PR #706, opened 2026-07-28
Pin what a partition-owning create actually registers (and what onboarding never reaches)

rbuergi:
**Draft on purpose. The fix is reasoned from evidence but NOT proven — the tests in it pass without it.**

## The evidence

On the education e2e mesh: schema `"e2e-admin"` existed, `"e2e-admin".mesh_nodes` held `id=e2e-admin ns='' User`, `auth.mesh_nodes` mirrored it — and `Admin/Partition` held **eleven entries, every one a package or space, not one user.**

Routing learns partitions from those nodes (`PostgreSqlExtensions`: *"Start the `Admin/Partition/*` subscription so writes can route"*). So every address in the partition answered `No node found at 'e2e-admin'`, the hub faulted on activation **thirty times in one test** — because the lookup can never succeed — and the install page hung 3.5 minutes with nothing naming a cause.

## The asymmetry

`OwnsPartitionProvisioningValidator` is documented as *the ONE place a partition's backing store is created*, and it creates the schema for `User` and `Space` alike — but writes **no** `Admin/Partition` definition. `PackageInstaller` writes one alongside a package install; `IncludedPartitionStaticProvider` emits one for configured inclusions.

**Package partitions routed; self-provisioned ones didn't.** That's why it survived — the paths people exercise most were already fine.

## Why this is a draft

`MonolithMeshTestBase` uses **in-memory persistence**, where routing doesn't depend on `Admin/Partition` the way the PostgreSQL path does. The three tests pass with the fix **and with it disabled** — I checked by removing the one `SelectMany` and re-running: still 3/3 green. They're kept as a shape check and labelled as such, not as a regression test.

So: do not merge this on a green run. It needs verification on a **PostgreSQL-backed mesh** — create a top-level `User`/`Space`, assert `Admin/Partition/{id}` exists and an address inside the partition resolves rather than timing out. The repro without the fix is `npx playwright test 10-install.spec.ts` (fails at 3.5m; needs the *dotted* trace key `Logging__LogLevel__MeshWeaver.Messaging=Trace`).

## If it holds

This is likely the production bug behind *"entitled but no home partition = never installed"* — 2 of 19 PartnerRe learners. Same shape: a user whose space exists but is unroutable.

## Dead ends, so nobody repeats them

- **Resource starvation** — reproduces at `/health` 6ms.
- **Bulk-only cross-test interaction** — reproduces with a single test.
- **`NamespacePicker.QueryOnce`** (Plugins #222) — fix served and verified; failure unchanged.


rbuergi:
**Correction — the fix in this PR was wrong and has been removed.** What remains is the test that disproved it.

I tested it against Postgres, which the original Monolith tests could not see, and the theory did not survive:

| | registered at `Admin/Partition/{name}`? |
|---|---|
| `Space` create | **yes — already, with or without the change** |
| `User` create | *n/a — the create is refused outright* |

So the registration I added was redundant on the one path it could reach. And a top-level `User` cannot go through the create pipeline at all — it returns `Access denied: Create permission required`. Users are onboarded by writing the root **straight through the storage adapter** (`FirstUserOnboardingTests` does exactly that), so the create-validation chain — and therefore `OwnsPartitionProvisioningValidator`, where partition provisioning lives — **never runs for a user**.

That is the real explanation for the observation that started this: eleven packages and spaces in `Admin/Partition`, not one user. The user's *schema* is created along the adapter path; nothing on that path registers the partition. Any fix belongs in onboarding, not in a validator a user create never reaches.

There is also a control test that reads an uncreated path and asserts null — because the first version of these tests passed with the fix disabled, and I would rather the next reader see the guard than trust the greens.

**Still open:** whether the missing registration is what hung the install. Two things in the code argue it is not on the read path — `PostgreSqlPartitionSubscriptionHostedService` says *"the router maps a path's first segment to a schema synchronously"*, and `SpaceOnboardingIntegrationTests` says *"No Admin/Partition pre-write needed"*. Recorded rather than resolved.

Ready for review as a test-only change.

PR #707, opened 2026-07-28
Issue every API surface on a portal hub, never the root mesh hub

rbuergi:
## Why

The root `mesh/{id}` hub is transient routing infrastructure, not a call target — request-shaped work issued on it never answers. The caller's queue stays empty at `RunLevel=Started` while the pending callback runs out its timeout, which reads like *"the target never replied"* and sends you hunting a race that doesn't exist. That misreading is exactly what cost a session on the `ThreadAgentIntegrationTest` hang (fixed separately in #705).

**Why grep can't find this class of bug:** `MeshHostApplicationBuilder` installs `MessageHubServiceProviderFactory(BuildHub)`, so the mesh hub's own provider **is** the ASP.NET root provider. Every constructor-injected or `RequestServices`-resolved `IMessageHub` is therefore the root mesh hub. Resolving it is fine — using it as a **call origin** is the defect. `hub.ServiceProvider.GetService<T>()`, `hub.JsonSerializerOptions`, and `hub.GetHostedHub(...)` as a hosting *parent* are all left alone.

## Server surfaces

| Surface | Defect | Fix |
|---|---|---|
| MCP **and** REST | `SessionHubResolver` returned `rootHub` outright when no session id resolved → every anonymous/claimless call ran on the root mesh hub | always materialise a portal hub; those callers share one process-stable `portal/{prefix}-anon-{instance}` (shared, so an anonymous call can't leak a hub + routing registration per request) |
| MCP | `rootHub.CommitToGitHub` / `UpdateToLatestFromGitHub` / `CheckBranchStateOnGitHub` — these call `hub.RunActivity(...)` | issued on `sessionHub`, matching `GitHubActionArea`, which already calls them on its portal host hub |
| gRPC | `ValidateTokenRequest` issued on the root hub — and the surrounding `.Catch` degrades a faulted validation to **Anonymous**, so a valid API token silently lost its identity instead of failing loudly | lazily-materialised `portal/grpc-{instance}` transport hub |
——
REQUIRED ACTION: Counting only those lines of the data above where the word "opened" appears, give the number and nothing more.

YOUR RESPONSE: 2